Wishaw United
- Full name: Wishaw United Club
- Nickname(s): the Wishawites
- Founded: 1900
- Dissolved: 1903
- Ground: Stenton Park
- President: James Alexander Smith
- Match secretary: Alex. Bain
| Home colours |

= Wishaw United F.C. =

Former association football club in Scotland

Wishaw United F.C. was a Scottish football team, from the town of Wishaw in Lanarkshire, which played in the Scottish Football Combination, a third-rank national league.

==History==

The 1899–1900 season saw two professional football clubs in Wishaw, Wishaw F.C. and Wishaw Thistle, dividing the support and both struggling as a result. Meetings took place in April 1900 with a view to merging the two sides, and on the 30th the members resolved to form a new club, which, despite suggestions of retaining the simple Wishaw name, or adopting the name of the earlier Wishaw Swifts club, was named Wishaw United F.C.. Both clubs finished their respective seasons and clearing their debts to avoid any liabilities transferring over.

The United committee took care to point out that the new club was not assuming any of Thistle's current liabilities when it was chosen to replace it in the Combination. The club completed two seasons in the Combination, finishing 7th of 10 in 1900–01 and 3rd of 8 in 1901–02. the latter season also marked the club's best run in the Lanarkshire Cup, reaching the semi-finals, albeit after only winning one match as Longriggend F.C. did not appear for the quarter-final tie.

The club never reached the first round proper of the Scottish Cup, the regional nature of the qualifying competition meaning that the club was drawn against strong sides early on.

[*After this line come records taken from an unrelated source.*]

PR #2600, opened 2026-08-16
fix(drop): stop an unhandled file drop from navigating the whole window away

GenericAgentX-asaf:
## Summary

A user dragged a `.md` file onto a running AgentMux window "just to see what it would do." It landed outside any pane's own drop zone, and Chromium's default action for an unhandled file drop — navigate the top-level frame to the dropped file — ran unopposed. Since AgentMux's window controls are rendered inside that same page (not native OS chrome), the navigation destroyed the entire UI, including the close/minimize/maximize controls, with no in-app way to recover. Full root-cause writeup: `docs/retro/retro-md-drop-window-hijack-and-55-6-relaunch-failure-2026-08-16.md`.

Root cause: file drop is only handled by Terminal (`term.tsx`) and Agent (`useAgentDropAttach.ts`) pane elements — there was no window/document-level guard for drops landing on the tab strip, title bar, splitters, or any other pane type.

## Changes

- `frontend/util/dnd.ts`: add `isFileDrag(e)` — true only when `dataTransfer.types` includes `"Files"`.
- `frontend/app-init.ts`: add `installGlobalDropGuard()`, wired in as early as possible in `initAppInner()`. Registers `window`-level `dragover`/`drop` listeners (no `capture`, so pane-level handlers still get first chance) that call `preventDefault()` only for file drags — text/URL drags are untouched, so the composer's default text-insertion-on-drop behavior keeps working.
- `frontend/util/dnd.test.ts`: unit tests for the new helper (plus `baseName`, which had none).

## Test plan

- [x] `npx tsc --noEmit` — clean (3 pre-existing, unrelated errors in untouched files)
- [x] `npx vitest run frontend/util/dnd.test.ts` — 4/4 passing
- [ ] Manual click-test in a packaged/dev build: drag a file onto the tab strip / title bar / pane gaps and confirm the window no longer navigates away (not exercised — requires a `task package`/`task dev` build cycle)

### DIFF
--- a/.changesets/1786881678-fix-drop-stop-an-unhandled-file-drop-from-navigating-the-who-tlo4.md
+++ b/.changesets/1786881678-fix-drop-stop-an-unhandled-file-drop-from-navigating-the-who-tlo4.md
@@ -1,0 +1,5 @@
+---
+type: patch
+---
+
+fix(drop): stop an unhandled file drop from navigating the whole window away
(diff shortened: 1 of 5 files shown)


a5af:
@codex review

In 1900–01 it was drawn to face Scottish League side Motherwell in the first round, and, after a replay, the third match was at the neutral venue of Douglas Park. United took the lead before 'Well recovered to win 3–1.

In 1901–02, the club caused an upset by knocking out Scottish League side Hamilton Academical by 4 goals to 1 – all the more remarkable for it being away from home – in the first qualifying round, before prevailing in the second against fellow Combination side Albion Rovers at the sixth time of asking, a record number of ties for the competition:

- 21 September 1901, at Rovers: 1–1, after Glover saved a Rovers penalty – the replay was to be played at Albion Rovers' Whifflet ground after the Rovers successfully protested about a United player (Thomas Baird) having committed a "professional irregularity";
- 28 September 1901, at Rovers: 0–0;
- 5 October 1901, at Wishaw: 2–2, after Rovers were 2–0 up at half-time;
- 12 October 1901, at Broomfield Park: 2–2 (a.e.t.), after Conlin of Rovers was sent off after 10 minutes, and Wishaw had a goal controversially disallowed at the end of extra-time;
- 19 October 1901, at Fir Park: 1–1 (a.e.t.);
- 26 October 1901, at Douglas Park: 2–1 (a.e.t.).

The clubs were meeting so often, usually in front of large crowds (such as 4,000 for the Broomfield Park match, of which 800 came from Wishaw), that there were suggestions that the clubs were playing out draws deliberately; the overall takings for the tie amounted to £429. United finally won the tie with an extra-time goal from Baird after Rovers had missed another penalty.

A week after the tie was finally decided, United visited Thornliebank F.C. in a tie that would decide who would play in the Scottish Cup proper, but the home side won 4–3, the cause being put down to Thornliebank's notoriously uneven pitch, so advantageous to the side familiar with it that Thornliebank had not been beaten at home all season.

The club did not complete the 1902–03 season. It lost to Academical in the first preliminary round of the Scottish Cup and to Dykehead in the first round of the Lanarkshire Cup. The defeat by Dykehead in February 1903 proved "literally [sic] the straw that broke the camel's back" and the club committee withdrew from the Combination, which had "not been a profitable competition". The club had played 12 of its scheduled 18 matches in the Combination, and Lanark F.C. took over the club's Combination fixtures, with United's secretary Alec Bain taking charge of operations.

==Colours==

At the initial foundation meeting, the club adopted the same colours as Queen's Park.

==Grounds==

The club played at Stenton Park. The ground was considered a "white elephant", causing the club to incur significant expense but never attracting the crowds the way Thistle's Old Public Park had done.

==Nickname==

The media occasionally referred to the team as the Wishawites, while some of the older fans referred to the club as Thistle, or even Swifts, referring to the former town sides.